As of February 7, 2026, Bithumb had recovered almost everything except 125 BTC valued at about
13 billion won, according to The Korea Times. The figure included roughly 3 billion won
that users had already transferred to bank accounts. Bithumb said it contacted recipients and is asking them to return the funds.

In practice, cases like this usually hinge on two tracks:
technical tracing (where the assets moved and whether they can be frozen or recovered)
and legal recourse (voluntary returns, claims, and, if necessary, court action).
If assets were moved to external wallets or converted through third-party services, recovery can depend on inter-exchange coordination
and regulatory involvement.

What the regulator is examining: root cause, client protection, and prevention

South Korea’s Financial Supervisory Service (FSS) has opened an inspection of Bithumb. The regulator said it will:

  • determine the exact cause of the erroneous credits (human error, configuration failure, code bug, integration issue, or access control weakness);
  • evaluate measures protecting client assets and whether risk is properly isolated between internal systems and user balances;
  • review whether Bithumb had adequate controls and “circuit breakers” (credit limits, anomaly alerts, withdrawal locks, manual approvals for critical actions);
  • assess whether the exchange can prevent a recurrence (release management, testing, permissions, monitoring, and incident response playbooks).
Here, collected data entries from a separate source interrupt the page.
PR #1700, opened 2022-06-05
fix: reaction message doesn't appear when send to a group

fadiinho:
This PR fixes when you send a reaction message to a group it doesn't appear, it's caused by the agent number in `participant` property.


src/Utils/process-message.ts
```diff
@@ -23,8 +23,9 @@ const MSG_MISSED_CALL_TYPES = new Set([
 
 /** Cleans a received message to further processing */
 export const cleanMessage = (message: proto.IWebMessageInfo, meId: string) => {
-	// ensure remoteJid doesn't have device or agent in it
+	// ensure remoteJid and participant doesn't have device or agent in it
 	message.key.remoteJid = jidNormalizedUser(message.key.remoteJid!)
+	message.key.participant = message.key.participant ? jidNormalizedUser(message.key.participant!) : null
```
adiwajshing, line 28: use undefined instead of null please

PR #1712, opened 2022-06-08
refactor(Events): Omitted `Partial<>` around `Contact`

HanzCEO:
`Partial<Contact>` is just the same as normal `Contact`.
Because, in every emit of `contacts.upsert`,
Baileys _always_ set the `Contact.id` no matter what.

Thus, adding `Partial` is redundant.


HanzCEO:
I think this is a bad idea.
Might confuse docs in the future

PR #1718, opened 2022-06-10
fix: Delete Message For Me

DwiRizqiH:


hassanfuad96:
This fix issue for iphone sender.

azudindaem (approved):
looks good

moskoweb:
Doesn't this function allow you to delete more than one message at the same time? I surrounded her with several messages, and she deleted only the first one.

PR #1725, opened 2022-06-11
fix #1724 change connectionLost status code to 504(Gateway timeout)

### LINKED ISSUE #1724: How to figure connection is lost or QR attempts ended.
If you check `connectionLost` and `timeout` both has same status code `408` so it's hard to figure out with the status that connection is lost or just qr ref attempts ended. Only way is to read the error message. But I think we should have to make it better by adding some kind of extra property to let know that connection was lost or qr attempts fail?

AxeemHaider:


azudindaem:
Not necessary.. we can see payload message for any reason..

AxeemHaider:
Reading message I think is not relatable way If in future a single character change from message you will lose. Why not to make a different statusCode ?

azudindaem:
yeah.. 408 is related to timeout and connection lost normally 502 or 504.. that make sense

AxeemHaider:
504 make sense in this case, That's why I changed and create PR, waiting to merge

viniciusgdr:
504 - Server Side
408 - Client Side

When the connection is lost it is on the client side, the server has nothing to do with it. So I don't support change.

adiwajshing:
Yeah, this won't be merged

AxeemHaider:
Have you checked this issue #1724

PR #1615, opened 2022-05-13
Add 'extras' to groupParticipantsUpdate

JonnyShuali:
The feature added a new object inside groupParticipantsUpdate object result, which contains the invite code and expiration timestamp while adding a new participant to a group.

PR #1727, opened 2022-06-11
feat: Add 'extras' to groupParticipantsUpdate

JonnyShuali:
The feature added a new object inside groupParticipantsUpdate object result, which contains the invite code and expiration timestamp while adding a new participant to a group.
All formatted  as asked in #1615


adiwajshing:
What's missing:
1. types for the extra property
2. linting of the files

PR #1783, opened 2022-06-22
Type from mediaKey in DownloadableMessage

moskoweb:


adiwajshing:
Don't see why this has been done?

PR #1799, opened 2022-06-24
Add option to distinguish between join group types.

Schwartzblat:


Schwartzblat:
The last one closed because stale.

PR #305, opened 2023-02-21
applet.interface.uart: add commentary about the autobaud and its limitations

attie:
Make the autobaud limitations more visible and expand details in `UARTAutoBaud`'s docstring.

Supersedes #260.


whitequark (approved):
LGTM

PR #308, opened 2023-03-06
applet.interface.spi_controller: convert to native amaranth

mwkmwkmwk:
Addresses a bunch of items from #150.

NOTE: only the memory-25x applet has actually been verified on hardware, the rest still need testing.


whitequark (approved):
LGTM, even if there are remaining bugs we need to migrate off `amaranth.compat` urgently and we can fix the bugs later.

PR #315, opened 2023-04-26
applet.video.rgb_input: convert to native amaranth

bobtwinkles:
Ref #150 

I'd like to add tests for this because I don't have any actual hardware to make sure this hasn't broken anything, and it was slightly less trivial than expected (the FSM had to move to a separate module assuming I'm understanding the original intent and how Amaranth wants to handle `ResetInserters` correctly).

### DIFF
--- a/software/glasgow/applet/video/rgb_input/__init__.py
+++ b/software/glasgow/applet/video/rgb_input/__init__.py
@@ -1,123 +1,189 @@
 import logging
 import math
-from amaranth.compat import *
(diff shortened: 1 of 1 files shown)


whitequark:
> the FSM had to move to a separate module assuming I'm understanding the original intent and how Amaranth wants to handle `ResetInserters` correctly

That's correct.

bobtwinkles:
Superseded by #322

PR #316, opened 2023-05-09
Update gitignore

ChuckM:
Add the env, venv, .env, and .venv directories to the ignore set so that python environments won't show up as uncommitted files.


whitequark:
Let's standardize on `venv` (so we can use it in docs later).

whitequark:
Closing as the requested modifications were not done in a few months.

PR #318, opened 2023-07-01
Update gitignore

esden:
Add the venv directory to the ignore set so that python environments won't show up as uncommitted files.

This is an updated patch by @ChuckM from PR #316

### DIFF
--- a/.gitignore
+++ b/.gitignore
@@ -1,3 +1,4 @@
+/venv/
 *.vcd
 *.gtkw
 *.log


.gitignore
```diff
@@ -1,3 +1,4 @@
+venv/*
```
whitequark, line 1: Should be
```suggestion
venv/
```
or maybe even
```suggestion
/venv/
```
if we place it in the root in our docs.

whitequark (approved):

.gitignore
esden: Sure, sounds good. Do you want the / at the end of it? I would guess `/venv` would do the same job?

whitequark: I like to keep the trailing `/` because that unambiguously indicates that it's for a directory.

esden: sounds good. Done. :)

whitequark (approved):

PR #339, opened 2023-07-03
gateware.mpsse: remove

mwkmwkmwk:


whitequark (approved):
For onlookers: this was never used and it would only really be useful for pretending to be an FT2232. Which we decided to not do, since Glasgow can do so much more (and it's already openocd-compatible, anyway).

PR #350, opened 2023-07-16
Don't use pkg_resources

mwkmwkmwk:
Replacement code has been taken straight from amaranth.

### DIFF
--- a/software/glasgow/__init__.py
+++ b/software/glasgow/__init__.py
@@ -1,8 +1,6 @@
-import pkg_resources
-try:
-    __version__ = pkg_resources.get_distribution(__name__).version
-except pkg_resources.DistributionNotFound:
-    __version__ = 'unknown'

The regulator added that if it identifies any indicators of legal violations, it may initiate a
formal investigation. That step typically involves deeper scrutiny of systеm logs, operational procedures,
internal controls, and the exchange’s actions in the first minutes after the incident was discovered.

Why this matters for virtual asset legislation

The FSS noted that the incident exposed “fundamental shortcomings” that go beyond the scope of the current regulatory framework.
In other words, the case highlighted how existing rules may be too vague on operational risk at exchanges —
from promotional crediting logic to technical requirements for preventing anomalous credits and ensuring rapid containment.

The regulator said it will reflect the inspection results when preparing updated virtual asset legislation.
In practice, this could translate into clearer requirements such as:
hard limits on promotional credits,
two-step approval for critical operations,
mandatory rapid-freeze protocols for detected anomalies,
and higher standards for auditing, testing, and change management in production environments.

Bottom line: a case about money, trust, and operational safety

The Bithumb incident is more than a headline-grabbing “mistake worth billions.” It underlines why
internal controls and operational safety are critical in crypto markets.
Even a 20-minute window can lead to trades, conversions, and complex legal consequences.
That’s why the regulator is treating the case as systemic — and using it as input for shaping the next set of rules for South Korea’s virtual asset market.